Can the fund reduce the cost by throwing high and sucking low?
Yes, but it is not recommended to do so often here for the following reasons.
High handling fee of 1:
Funds can indeed reduce costs by buying low and selling high, but it must be noted here that the transaction costs of OTC funds include subscription fees and redemption fees, which makes the transaction costs of funds obviously different from those of stocks.
Especially each redemption fee, if the time is short, the rate will be higher. In general, the longer the fund is held, the lower the redemption fee. If the specified number of days is exceeded, the redemption fee will no longer be charged, so the transaction cost will rise sharply.
Some funds bought in the market do not have this concern, but there is another factor to consider.
2 small fluctuations in funds:
Compared with the rise and fall of stocks, the fluctuation of funds is small, and frequent "selling high and sucking low" can not reduce the cost of holding positions well. If the increase is not big, it may be that the income we sell is not enough for our handling fee, so we waste our handling fee.
3 market uncertainty:
The price of OTC funds does not change in real time, and there is only one price every day. In addition, most off-exchange funds are usually based on the T+2 rule, that is, it takes two trading days to arrive after we submit the redemption application. Moreover, at the time of subscription, it is often T+ 1 or T+2 to confirm the share. When these specific accounts arrive and when the shares are confirmed depends on the specific fund rules, and different foundations have different regulations. But generally speaking, the flexibility of trading is limited.
Stocks and on-site funds are more flexible, and we can immediately make short-term judgments based on the current market. Therefore, if the market is in a stalemate and there is no clear direction in the short term, our fund will adopt a high-selling and low-sucking approach, and it is easy to lose money because the transaction is not timely.
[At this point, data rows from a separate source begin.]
PR #829, opened 2023-04-14
User: remove unused prop 'mfaSecret'

alxndrsn:
It looks like this prop was added speculatively in 2017 (938c75a43374878342593553ea324f53b90cbfcc), and has been unused since then.

### DIFF
--- a/lib/model/frames.js
+++ b/lib/model/frames.js
@@ -189,7 +189,7 @@ Submission.Attachment = class extends Frame.define(
 class User extends Frame.define(
   table('users'), aux(Actor),
   'actorId',                            'password',
-  'mfaSecret',                          'email',        readable, writable,
+  'email',        readable, writable,
   species('user')
 ) {
   forV1OnlyCopyEmailToDisplayName() {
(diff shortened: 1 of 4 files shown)


lib/model/frames.js
```diff
@@ -189,7 +189,7 @@ Submission.Attachment = class extends Frame.define(
 class User extends Frame.define(
   table('users'), aux(Actor),
   'actorId',                            'password',
-  'mfaSecret',                          'email',        readable, writable,
+  'email',        readable, writable,
```
alxndrsn, line 192: I'm not sure what the spacing here signifies, so this may no longer be correct.

matthew-white: I think it's meant to keep field attributes aligned across fields, sort of a column. This is the only field in the `User` frame with attributes, but I think that pattern is easier to see in other frames.

test/integration/api/audits.js
```diff
@@ -55,7 +55,6 @@ describe('/audits', () => {
               audits[0].details.should.eql({ data: {
                 actorId: david.actor.id,
                 email: 'david@getodk.org',
-                mfaSecret: null,
```
matthew-white, line 58: I guess this means that `mfaSecret` will continue to exist in old audit log entries. I think that's fine though: it doesn't seem useful to scrub it from the audit log.

matthew-white (approved):

lib/model/frames.js
alxndrsn: :+1: updated to match alignment in other frames

PR #840, opened 2023-04-20
Fix/833 null forms ds metadata

### LINKED ISSUE #833: deleted form, forms with duplicate titles update properties
https://test.getodk.cloud/#/projects/430/datasets/trees - deleted form, forms with duplicate titles update properties

### Steps to reproduce:

- Publish a form that defines a dataset
- Delete that form
- Recreate the same form, you will get a warning that form with same name exists in trash. Upload it anyways
- Publish the form
- Go to the datasets page, select the dataset that's created by the form
- You will see empty rows in front of properties

### Another way to reproduce it:

- Publish a form that defines a dataset
- Create a new draft by clicking "New Draft"
- Publish it as it is, no need to upload any new form definition 
- Go to the datasets page, select the dataset that's created by the form
- You will see empty rows in front of properties

sadiqkhoja:
Closes #833

Integration tests and manual verification

No

No

### DIFF
--- a/lib/model/query/datasets.js
+++ b/lib/model/query/datasets.js
@@ -306,6 +306,7 @@ const getProperties = (datasetId, includeForms = false) => ({ all }) => all(sql`
   ${includeForms ? sql`
   LEFT OUTER JOIN forms ON
       ds_property_fields."formDefId" = forms."currentDefId"
+      AND forms."deletedAt" IS NULL
   LEFT JOIN form_defs ON
       forms."currentDefId" = form_defs.id
   ` : sql``}
--- a/lib/model/query/datasets.js
+++ b/lib/model/query/datasets.js
@@ -266,13 +266,15 @@ const getMetadata = (dataset) => async ({ all, Datasets }) => {
     }
 
     // populate forms for each property
-    propertiesMap.get(property.name).forms.push({
-      xmlFormId: property.aux.xmlFormId,
-      // TODO: check that returning null name works ok in frontend.
-      name: property.aux.formName
-        ? property.aux.formName
-        : property.aux.xmlFormId
-    });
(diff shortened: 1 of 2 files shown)


matthew-white (approved):
This looks like a nice improvement. :+1: The tests are quite clear. I've labeled the issue as "needs testing", because I think the QA team will be able to use Frontend to follow the repro steps.

I was a little confused by what exactly `Datasets.getProperties()` returns when `includeForms` is `true`. The comments above the function say that "Dataset.Properties will be duplicated for each form that writes that field in the dataset." But am I understanding correctly that they're actually duplicated for each form version? That is, properties are duplicated for each archived form version in addition to the current version. However, in the case of an archived version, `xmlFormId` is `null` — a fact that is used later to filter out archived versions in `Datasets.getMetadata()`.

What do you think about updating the comments above `Datasets.getProperties()` to mention what happens with archived form versions? Or maybe it doesn't matter that much because `Datasets.getMetadata()` is the only place that specifies `true` for `includeForms`.

Alternatively, what do you think about excluding archived form versions in the SQL rather than later on in JS? I think the smallest change would be an additional condition in the `WHERE` clause, something like:

```js
${includeForms
  // Exclude rows that match the JOIN on ds_property_fields but not the JOIN on forms.
  ? sql`AND (ds_property_fields."dsPropertyId" IS NULL OR forms.id IS NOT NULL)`
  : sql``}
```

Just some ideas! I think the PR could be merged as-is, but I wanted to throw out these thoughts in case any resonate.

sadiqkhoja:
Actually I started with updating the SQL but excluding null `form.id` causes other tests to fail, specifically where a form creates an unique property and gets deleted.

I am updating the comments on `getProperties` function

Issue #801, opened 2023-03-20
Revisit Entity CSV export


ktuite:
There's a version of this that exists already, but we should enhance it so it's more distinct from the csv form attachment entity export. 

- `GET /v1/projects/:projectId/datasets/:name/entities.csv`
- Move this in the documentation from Download Dataset to Entity Export
- Change it to export all the data present in the odata entity feed
    - Data + system data

sadiqkhoja:
from #803:
> Eventually test that it IS included in the entity export? Or can be included? In the same way deleted submissions can be included?

sadiqkhoja:
Add condition to filter out deleted entities

matthew-white:
I think the QA team should take a look at this one. @sadiqkhoja, would you mind adding a little more context for the QA team so that they know what's expected?

dbemke:
**Tested with success!**

PR #841, opened 2023-04-21
new: added DELETE api for entities

### LINKED ISSUE #803: Allow soft-deleting entities
We've talked about archiving vs. deleting vs. purging. Archiving is something that could be managed in user-space by adding and editing a specific dataset property so we probably won't directly target that right now. We are aiming to have (soft) entity deletion via the API with this release in order to have full CRUD functionality for entities.

sadiqkhoja:
Closes #803 

Integration tests

No

We have a separate PR for that

### DIFF
--- a/lib/model/query/entities.js
+++ b/lib/model/query/entities.js
@@ -9,7 +9,7 @@
 
 const { sql } = require('slonik');
 const { Actor, Entity, Submission, Form } = require('../frames');
-const { equals, extender, unjoiner, page } = require('../../util/db');
+const { equals, extender, unjoiner, page, markDeleted } = require('../../util/db');
 const { map } = require('ramda');
 const { blankStringToNull, construct } = require('../../util/util');
 const { QueryOptions } = require('../../util/db');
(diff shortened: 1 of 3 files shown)


ktuite (commented):
Looks good but I think we should have some more tests

Please add:
- Use this deletion mechanism in test above called `should return metadata of the entities of the dataset - only deleted`
- Test that you can't access the deleted entity (get a 404) once its deleted, unless it's through the `entities?deleted=true` endpoint.

Maybe add:
- Test that it's not included in the CSV attachment (I'm not sure if that should go in this API test area or in the CSV export/attachment area. There are some other things that are not part of this PR I think we should also test in the CSV attachments, like that the updated values are getting passed through.) Made an issue https://github.com/getodk/central-backend/issues/842 to capture these thoughts.
- Eventually test that it IS included in the entity export? Or can be included? In the same way deleted submissions can be included?

sadiqkhoja:
Updated `should return metadata of the entities of the dataset - only deleted` and added more assertion for `should delete an Entity`

----

> Eventually test that it IS included in the entity export? Or can be included? In the same way deleted submissions can be included?

can be done as part of #801

ktuite (approved):

PR #843, opened 2023-04-21
added etag feature for openrosa attachment endpoint

### LINKED ISSUE #826: Set ETag header for OpenRosa form attachment endpoint
https://github.com/getodk/central-backend/pull/776/files#diff-30634ec3e57ee3f29ffd8f157350f6cb947c0221536272b20cbb7a458efc76df sets the `ETag` header for the REST API endpoint to fetch an entity CSV. However, clients use the OpenRosa API so they're not getting caching benefits.

https://github.com/getodk/central-backend/blob/376e2bb3ea4894531138d8989d166b43a42632e5/lib/resources/forms.js#L275

Expected behavior:
* Collect requests a form with an entity attachment, that results in a 200
* Collect makes the same request again, that results in a 304

I identified this issue by looking at the `nginx` log on the server (`docker compose logs --tail 500 nginx`).

sadiqkhoja:
Closes #826

Added ETag feature for OpenRosa attachment endpoint. It works for both blobs and datasets

Integration tests and manual verification locally

NA

No

Updated.

### DIFF
--- a/test/integration/api/forms/forms.js
+++ b/test/integration/api/forms/forms.js
@@ -1117,6 +1117,38 @@ describe('api: /projects/:id/forms (create, read, update)', () => {
             .expect(304);
 
         }));
+
+        it('should return latest content and correct ETag', testService(async (service) => {
+          const asAlice = await service.login('alice');
+
+          await asAlice.post('/v1/projects/1/forms')
+            .send(testData.forms.withAttachments)
+            .set('Content-Type', 'application/xml')
+            .expect(200);
+
+          await asAlice.post('/v1/projects/1/forms/withAttachments/draft/attachments/goodone.csv')
+            .send('test,csv\n1,2')
+            .set('Content-Type', 'text/csv')
+            .expect(200);
+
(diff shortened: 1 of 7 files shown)


test/integration/api/forms/forms.js
matthew-white, line 1: How about adding one or more tests asserting that the following happens if the form attachment is changed:

- The ETag header changes.
- Passing the previous ETag in `If-None-Match` doesn't result in a 304.

matthew-white (approved):
I don't think the QA team can really verify this, but if you haven't already, I think it'd be a good idea for someone to try this with Collect and make sure that everything is working as expected.

sadiqkhoja:
Previously I tested this in postman only. Now verified it using ODK Collect as well:

```
central-nginx-1  | 72.136.89.58 - - [24/Apr/2023:21:20:07 +0000] "GET /v1/key/<redacted>/projects/2/forms/trees_follow_up/attachments/trees.csv HTTP/1.1" 304 0 "-" "org.odk.collect.android/v2023.1.2 Dalvik/2.1.0 (Linux; U; Android 13;)" "-"
```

In addition, stocks can be mutually verified according to various technical indicators, which can increase our success rate, while stock funds invest in a basket of stocks, so we usually only have a rough judgment, and the accuracy of judging the subsequent market will decline.
Compared with stocks, fund investment actually requires relatively low ability for us, which is not suitable for Vaughan's frequent operation. The soul of investment funds mainly lies in choosing fund managers and the investment research team behind them. If the fund manager has a strong ability, we can get excess returns in the bull market and reduce losses in the bear market.
Summary of fund investment experience
Funds are actually more suitable for long-term investment. Although it is a long-term investment, it also needs our timing ability. In this short market, we must seize the opportunity to take profits.
If our investment fund loses money, we need to resume trading in time. We can divide the causes of losses into human factors and non-human factors, and analyze which ones are caused by our own "chasing up and killing down" and which ones are caused by systemic risks.
At the same time, it is necessary to sort out the situation of holding funds, such as whether there are funds with the same theme, which funds were bought when chasing up, whether the fund manager has adjusted, whether the holding funds match the market direction, and whether the positions are reasonable.
The experience of fund investment is gradually accumulated, and every investment needs to sum up experience, which is a long and endless learning process.